From a research point of view, analysing design work is always subjective, especially when you are also the tutor. I tried to be conscious of this by using clear assessment criteria and reflective notes, but it is still a limitation of practice-based research (Denzin & Lincoln, 2018). At the same time, I don’t think this kind of learning can be fully captured through survey responses alone it needs to be seen in the design work.

Using the survey alongside the Live Brief helped me see a gap between what students could say technically about accessibility and what they could do with it. Many students expressed less awareness and confidence in the survey, but this often did translate it into fully accessible design decisions, so they showed they had actually understood it visually. That gap felt important.

This reflects Orr and Shreeve’s (2018) point that tacit studio knowledge takes time to develop and needs repeated practice and feedback. One brief is a start, but it is not enough on its own. This has made me think more critically about how accessibility is positioned across the course, and how often students are given opportunities to revisit and apply it.

What would I change

This was a small-scale project, limited to one live brief and one small cohort, and time constraints meant there was limited space for iteration.

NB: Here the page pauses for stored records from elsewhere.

PR #5264, opened 2021-04-12
[Bug][server-api] copy the node ,the preTasks is error #5261

### LINKED ISSUE #5261: [Bug][server-api] copy the node ,the preTasks is error
When we copy a node form process definition,the value preTasks is the source node .when we link the noe previous node ,this value would't change .when start a process instance from fail node ,this error may cause that some copy node which agter the failed node  will not execute.

ruanwenjun:
When we update the process the `depList` is empty, because this field is not a  field that front end needs to submit, so this will make the `pretask` be empty.
By the way, It is recommended to distinguish VO、DO. 
close #5261


chengshiwen (approved):
+1

Issue #5266, opened 2021-04-13
[Bug][master-server] If start a process instance form fail node or stop node ,the param will be init.


wangxj3:
If start a process instance form fail node or stop node ,the param will be init.
如果从失败节点开始执行，或从暂定节点开始执行，已经执行过的节点处理过的参数会被初始化。

CalvinKirs:
close by #5267

PR #5267, opened 2021-04-13
[FIX-#5266][server-api] If start a process instance form fail node or stop node ,the param will be init

wangxj3:
[FIX-#5266][server-api] If start a process instance form fail node or stop node ,the param will be init
when we start a process instance from fail node or stop mode ,the param that is already modify may be inited.


CalvinKirs:
hi, deeply thanks for your contribution. Maybe we need to discuss this issue, which is related to historical reasons (#4785)

wangxj3:
If it is a process that stops in the middle and starts again, such as: RECOVER_TOLERANCE_FAULT_PROCESS,START_FAILURE_TASK_PROCESS,PAUSE,STOP.Those three require the modified GlobalParam value in ProcessInstance, but the modified value will be reinitialized here. I think onle the REPEAT_RUNNING would run here,and the REPEAT_RUNNING will init GlobalParam in the next part.

CalvinKirs (approved):
LGTM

If I were to develop this further, I would:

  • introduce accessibility earlier and revisit it across multiple live briefs
  • build in structured reflection to help students articulate ‘tacit’ learning
  • track learning more carefully over time (with consent)
  • bring in more external voices to help evaluate outcomes
  • compare this approach with more traditional lecture-based teaching

Reflections

This project has shifted how I think about teaching accessibility. It has reinforced for me that accessibility can’t be taught as a checklist, it has to be embedded in how students think, make, and reflect. The combination of survey data and practice-based work gave me a much richer picture of student learning than either method would have done alone.

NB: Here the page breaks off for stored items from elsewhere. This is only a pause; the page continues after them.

PR #5307, opened 2021-04-16
[Improvement][ApiServer] Traffic limit #5235

### LINKED ISSUE #5235: [Improvement][ApiServer] Traffic limit

ruanwenjun:
close #5235

### DIFF
--- a/dolphinscheduler-api/src/main/java/org/apache/dolphinscheduler/api/interceptor/RateLimitInterceptor.java
+++ b/dolphinscheduler-api/src/main/java/org/apache/dolphinscheduler/api/interceptor/RateLimitInterceptor.java
@@ -1,0 +1,105 @@
+/*
+ * Licensed to the Apache Software Foundation (ASF) under one or more
+ * contributor license agreements.  See the NOTICE file distributed with
+ * this work for additional information regarding copyright ownership.
+ * The ASF licenses this file to You under the Apache License, Version 2.0
+ * (the "License"); you may not use this file except in compliance with
+ * the License.  You may obtain a copy of the License at
+ *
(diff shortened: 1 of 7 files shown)


dolphinscheduler-api/src/main/java/org/apache/dolphinscheduler/api/interceptor/RateLimitInterceptor.java
```diff
@@ -0,0 +1,104 @@
...
+    private static final Logger logger = LoggerFactory.getLogger(RateLimitInterceptor.class);
+
+    private TrafficConfiguration trafficConfiguration;
+
+    private RateLimiter globalRateLimiter;
+
+    private LoadingCache<String, RateLimiter> tenantRateLimiterCache = CacheBuilder.newBuilder()
+            .maximumSize(100)
+            .expireAfterAccess(10, TimeUnit.MINUTES)
+            .build(new CacheLoader<String, RateLimiter>() {
```
CalvinKirs, line 58: Generally, current limiting should focus on the minute level. It is recommended to change to 1min.

CalvinKirs (approved):
LGTM

dolphinscheduler-api/src/main/java/org/apache/dolphinscheduler/api/interceptor/RateLimitInterceptor.java
CalvinKirs: sorry,it's mistake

More importantly, it has pushed me to reflect on my own teaching. If I want students to take accessibility seriously, I need to make sure it is consistently visible, assessed, and revisited, not just introduced once and hoped for. This research has been as much about developing my own practice as it has been about evaluating student learning, and it will continue to shape how I design briefs, critiques, and learning activities in future.

Bibliography

Bell, J. & Waters, S. (2018) Doing Your Research Project: A Guide for First-Time Researchers in Education and Social Science. 7th edn. Maidenhead: Open University Press.

Bryman, A. (2016) Social Research Methods. 5th edn. Oxford: Oxford University Press.

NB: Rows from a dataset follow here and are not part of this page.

PR #5353, opened 2021-04-22
[Fix-5351][K8s] Fix quartz cron task cannot take effect in K8s

chengshiwen:
## Purpose of the pull request

*[Fix-5351][K8s] Fix quartz cron task cannot take effect in K8s*

This closes #5351

Issue #5351, opened 2021-04-22
[Bug][K8s] Quartz cron task cannot take effect


chengshiwen:
**To Reproduce**
Steps to reproduce the behavior, for example:
1. Deploy DolphinScheduler in K8s
2. Configure Quartz cron task for a Process Definition
3. See error

**Expected behavior**
Bug fixed

**Screenshots**
![image](https://user-images.githubusercontent.com/4902714/115666960-d1217a80-a377-11eb-8d64-a7c3e643e949.png)
![image](https://user-images.githubusercontent.com/4902714/115666973-d41c6b00-a377-11eb-88a2-0f9f1310da49.png)
![image](https://user-images.githubusercontent.com/4902714/115666992-d979b580-a377-11eb-84ef-94898df057fc.png)
![image](https://user-images.githubusercontent.com/4902714/115667005-dd0d3c80-a377-11eb-8779-be755adbcb29.png)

Cohen, L., Manion, L. & Morrison, K. (2018) Research Methods in Education. 8th edn. London: Routledge.

Creswell, J.W. & Plano Clark, V.L. (2018) Designing and Conducting Mixed Methods Research. 3rd edn. London: SAGE.

Denzin, N.K. & Lincoln, Y.S. (2018) The SAGE Handbook of Qualitative Research. 5th edn. London: SAGE.

Gray, C. & Malins, J. (2004) Visualizing Research: A Guide to the Research Process in Art and Design. Aldershot: Ashgate.

Kolb, D.A. (1984) Experiential Learning: Experience as the Source of Learning and Development. Englewood Cliffs, NJ: Prentice Hall.

Orr, S. & Shreeve, A. (2018) Art and Design Pedagogy in Higher Education: Knowledge, Values and Ambiguity in the Creative Curriculum. 2nd edn. London: Routledge.